▸ **Exercise objective**:
In the entries below, find the string "pass" and return each line holding it.
★ ★ ★ ★ ★
Issue #178, opened 2020-08-12
Verify presence of required servlet parameters


n-wach:
Many servlets will throw errors or use default values when certain parameters are not supplied.  We want to check the params are supplied, and use `.sendError` if they are not.

This affects:
- [x] Discussion Servlet
- [x] Transcript Servlet
- [x] Lecture Servlet

These should be done in separate PRs

PR #184, opened 2020-08-12
Require parameters in DiscussionServlet

n-wach:
This addresses requiring params in the discussion servlet for #178 

Note: this doesn't check the validity of parameters (like numbers are numbers), only the presence.  IMHO we can just let an internal server error leak out for now if that's the case.

Next will be lecture servlet.


src/main/java/com/googleinterns/zoomtube/servlets/DiscussionServlet.java
```diff
@@ -63,24 +63,45 @@ public void init() throws ServletException {
 
   @Override
   public void doPost(HttpServletRequest request, HttpServletResponse response) throws IOException {
+    if (request.getParameter(PARAM_LECTURE) == null) {
+      response.sendError(HttpServletResponse.SC_BAD_REQUEST, "Missing lecture parameter.");
```
amuamushu, line 67: nit: can you create constants for the error messages?

src/test/java/com/googleinterns/zoomtube/servlets/DiscussionServletTest.java
```diff
@@ -88,6 +88,55 @@ public void doPost_loggedOut_postForbidden() throws ServletException, IOExceptio
         .isEqualTo(0);
   }
 
+  @Test
+  public void doPost_missingLecture_badRequest() throws ServletException, IOException {
+    testServices.setEnvIsLoggedIn(true);
+
+    servlet.doPost(request, response);
+
+    verify(response).sendError(HttpServletResponse.SC_BAD_REQUEST, "Missing lecture parameter.");
```
amuamushu, line 97: please create constants for the error messages

n-wach: Done!

src/main/java/com/googleinterns/zoomtube/servlets/DiscussionServlet.java
n-wach: Done!

src/main/java/com/googleinterns/zoomtube/servlets/DiscussionServlet.java
```diff
@@ -52,6 +52,15 @@
   @VisibleForTesting static final String PARAM_TIMESTAMP = "timestamp";
   @VisibleForTesting static final String PARAM_TYPE = "type";
 
+  @VisibleForTesting static final String ERROR_MISSING_LECTURE = "Missing lecture parameter.";
+  @VisibleForTesting
+  static final String ERROR_MISSING_COMMENT_TYPE = "Missing comment type parameter.";
```
jaysaleh, line 57: Did the linter cause this?

n-wach: Yeah must have... I'll change to `ERROR_MISSING_TYPE` so it fits on a line

src/test/java/com/googleinterns/zoomtube/servlets/DiscussionServletTest.java
```diff
@@ -83,11 +83,62 @@ public void doPost_loggedOut_postForbidden() throws ServletException, IOExceptio
...
+
+    verify(response).sendError(
+        HttpServletResponse.SC_BAD_REQUEST, DiscussionServlet.ERROR_MISSING_LECTURE);
+  }
+
+  @Test
+  public void doPost_missingType_badRequest() throws ServletException, IOException {
+    testServices.setEnvIsLoggedIn(true);
+    when(request.getParameter(DiscussionServlet.PARAM_LECTURE)).thenReturn(LECTURE_ID_STR);
+    when(request.getReader()).thenReturn(new BufferedReader(new StringReader("Untested Content")));
```
jaysaleh, line 106: "Untested Content" is used pretty frequently, consider declaring it global

src/main/java/com/googleinterns/zoomtube/servlets/DiscussionServlet.java
n-wach: Actually nvm, that wouldn't cause it to fit

billie-cat:
Concerning: Note: this doesn't check the validity of parameters (like numbers are numbers), only the presence. IMHO we can just let an internal server error leak out for now if that's the case.

Do you have a bug to track this?

src/test/java/com/googleinterns/zoomtube/servlets/DiscussionServletTest.java
billie-cat: I wouldn't do that as mentioned in the "Local Variables and Class-Wide Constants" section of the unit test tech resources (https://docs.google.com/document/d/18T9ef-DRqTncVD377GoIQmOGI84cNKkZ7Nn07YURFTw/edit#heading=h.x20ltbjso2oq)

n-wach:
> Concerning: Note: this doesn't check the validity of parameters (like numbers are numbers), only the presence. IMHO we can just let an internal server error leak out for now if that's the case.
> 
> Do you have a bug to track this?

Created #199

src/main/java/com/googleinterns/zoomtube/servlets/DiscussionServlet.java
```diff
@@ -52,6 +52,15 @@
...
+  @VisibleForTesting
+  static final String ERROR_MISSING_PARENT = "Missing parent parameter for reply comment.";
+  @VisibleForTesting
+  static final String ERROR_MISSING_TIMESTAMP = "Missing timestamp parameter for root comment.";
+  @VisibleForTesting static final String ERROR_NOT_LOGGED_IN = "You are not logged in.";
```
f-camp, line 62: Concerning @VisibleForTesting, for static fields it makes more sense to have these as public and call them directly in tests. In general @VisibleForTesting should be last resort after considering other options.

n-wach: Should PARAMs be public too?  I thought we wanted to make them the most protected as possible, so used @VisibleForTesting because they can't be private

src/main/java/com/googleinterns/zoomtube/servlets/DiscussionServlet.java
```diff
@@ -63,24 +72,43 @@ public void init() throws ServletException {
 
   @Override
   public void doPost(HttpServletRequest request, HttpServletResponse response) throws IOException {
+    if (request.getParameter(PARAM_LECTURE) == null) {
```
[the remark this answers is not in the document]
n-wach: Had chat and created helper

src/main/java/com/googleinterns/zoomtube/servlets/DiscussionServlet.java
```diff
@@ -94,6 +122,10 @@ public void doPost(HttpServletRequest request, HttpServletResponse response) thr
   public void doGet(HttpServletRequest request, HttpServletResponse response) throws IOException {
     DatastoreService datastore = DatastoreServiceFactory.getDatastoreService();
 
+    if (request.getParameter(PARAM_LECTURE) == null) {
```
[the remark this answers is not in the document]
n-wach: datastore was fetched in `init`, removed the get here--should have been removed long ago

src/main/java/com/googleinterns/zoomtube/servlets/DiscussionServlet.java
n-wach: "If you expose constants in Java, please mark the modifications with @VisibleForTesting"
This is from the doc: https://docs.google.com/document/d/18T9ef-DRqTncVD377GoIQmOGI84cNKkZ7Nn07YURFTw/edit

f-camp: https://docs.google.com/document/d/1ogapKfwinMeWHbJxMHzjrGxpoAiz-r736CXQ8y5CPxY/edit#heading=h.fmos5zqp4q3d

I think the use of this is really a balance. A lot of the time it signifies a code smell if one needs to do this.
Maybe the right thing here is to move this strings to a Util  file like we had for the other Servlets. If many strings now need to be shared outside of this class they should be in a DiscussionUtil class under /utils like the other Servlets.

billie-cat: I don't think making visible for testing is so bad. This is only exposing a variable, not a method. I don't think it makes sense to move it to a Util because they are only used in this class. If you do not want to make @VisibleForTesting, then when testing the error message just pass the string directly in. It is not common practice to create const variables for error messages. Just do:

assertThat(response.errorMessage).isEqualTo("error message").

src/main/java/com/googleinterns/zoomtube/servlets/DiscussionServlet.java
```diff
@@ -63,19 +73,26 @@ public void init() throws ServletException {
...
+    }
+
     User author = userService.getCurrentUser();
     if (author == null) {
-      response.sendError(HttpServletResponse.SC_FORBIDDEN, "You are not logged in.");
+      response.sendError(HttpServletResponse.SC_FORBIDDEN, ERROR_NOT_LOGGED_IN);
       return;
     }
+
+    long lectureId = Long.parseLong(request.getParameter(PARAM_LECTURE));
```
billie-cat, line 88: Order of declaration is very important for readability of a method. I think this can be improved. I would declare in this order (obviously this is not a hard rule).

final Entity commentEntity; // This is the first used variable at line 99
long lectureId ... // used to create lecture which is second var.
Key lecture ... // Second used var
String content ... // Third if you ignore parent and author.
Date dateNow ... // Last
< new line>
Comment.Type type = ... // I declare this right before the if statement so it is obvious to the user where it is used (slightly more important than your other declarations and therefore split from the rest)
if (type == ...)


You can read more about it here: 4.8.2.2 Declared when needed
Local variables are not habitually declared at the start of their containing block or block-like construct. Instead, local variables are declared close to the point they are first used (within reason), to minimize their scope. Local variable declarations typically have initializers, or are initialized immediately after declaration. 

https://google.github.io/styleguide/javaguide.html#s4.8.2-variable-declarations

src/main/java/com/googleinterns/zoomtube/servlets/DiscussionServlet.java
```diff
@@ -85,14 +102,41 @@ public void doPost(HttpServletRequest request, HttpServletResponse response) thr
...
+  private Optional<String> validatePostRequest(HttpServletRequest request) {
+    if (request.getParameter(PARAM_LECTURE) == null) {
+      return Optional.of(ERROR_MISSING_LECTURE);
+    }
+    if (request.getParameter(PARAM_TYPE) == null) {
+      return Optional.of(ERROR_MISSING_COMMENT_TYPE);
+    }
+
+    Comment.Type type = Comment.Type.valueOf(request.getParameter(PARAM_TYPE));
+    if (type == Comment.Type.REPLY) {
```
billie-cat, line 119: These nested if statements are not necessary. When you see nested if-statements you should try to re-write it to something simpler. 

if (type == Comment.Type.REPLY && request.getParameter(PARAM_PARENT) == null) {
  return error;
 }

if (request.getParameter(PARAM_TIMESTAMP) == null) {
  return error;
}

src/test/java/com/googleinterns/zoomtube/servlets/DiscussionServletTest.java
```diff
@@ -79,15 +79,72 @@ public void cleanUp() {
   @Test
   public void doPost_loggedOut_postForbidden() throws ServletException, IOException {
     testServices.setEnvIsLoggedIn(false);
+    final int parentId = 32;
```
billie-cat, line 82: remove this as it adds complexity for no reason. This variable is used one and converted to a string. Just pass the string directly.

src/test/java/com/googleinterns/zoomtube/servlets/DiscussionServletTest.java
billie-cat: So instead of making "Untested Content" a class-wide const I would make the BufferReader a class-wide variable. 

For simple types prefer raw values (ie, 1, null, Optional.empty(), "string"), but this BufferReader is not that simple so it can become a class-wide variable.

src/test/java/com/googleinterns/zoomtube/servlets/DiscussionServletTest.java
```diff
@@ -118,8 +175,7 @@ public void doPost_reply_storesCommentWithAllProperties() throws ServletExceptio
   public void doPost_rootComment_storesTypeAndTimestamp() throws ServletException, IOException {
     testServices.setEnvIsLoggedIn(true);
     when(request.getParameter(DiscussionServlet.PARAM_LECTURE)).thenReturn(LECTURE_ID_STR);
-    when(request.getParameter(DiscussionServlet.PARAM_TIMESTAMP))
-        .thenReturn(TIMESTAMP_MS_STRING);
+    when(request.getParameter(DiscussionServlet.PARAM_TIMESTAMP)).thenReturn(TIMESTAMP_MS_STRING);
```
billie-cat, line 178: TIMESTAMP_MS_STRING and LECTURE_ID_STR add complexity. It is much easier to read the following:

when(request.getParameter(DiscussionServlet.PARAM_LECTURE)).thenReturn("1");
    when(request.getParameter(DiscussionServlet.PARAM_TIMESTAMP))	    when(request.getParameter(DiscussionServlet.PARAM_TIMESTAMP)).thenReturn("2000");

assertThat(comment.timestampMs().get()).isEqualTo(2000);

It is easy to see that "2000" and 2000 are the same. TIMESTAMP_MS_STRING and TIMESTAMP_MS are 2 different variables and therefore I need to look at their declaration to understand how they are related.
★ ★ ★ ★ ★
▸ **Answer section**:
billie-cat: I don't think making visible for testing is so bad. This is only exposing a variable, not a method. I don't think it makes sense to move it to a Util because they are only used in this class. If you do not want to make @VisibleForTesting, then when testing the error message just pass the string directly in. It is not common practice to create const variables for error messages. Just do:
billie-cat, line 82: remove this as it adds complexity for no reason. This variable is used one and converted to a string. Just pass the string directly.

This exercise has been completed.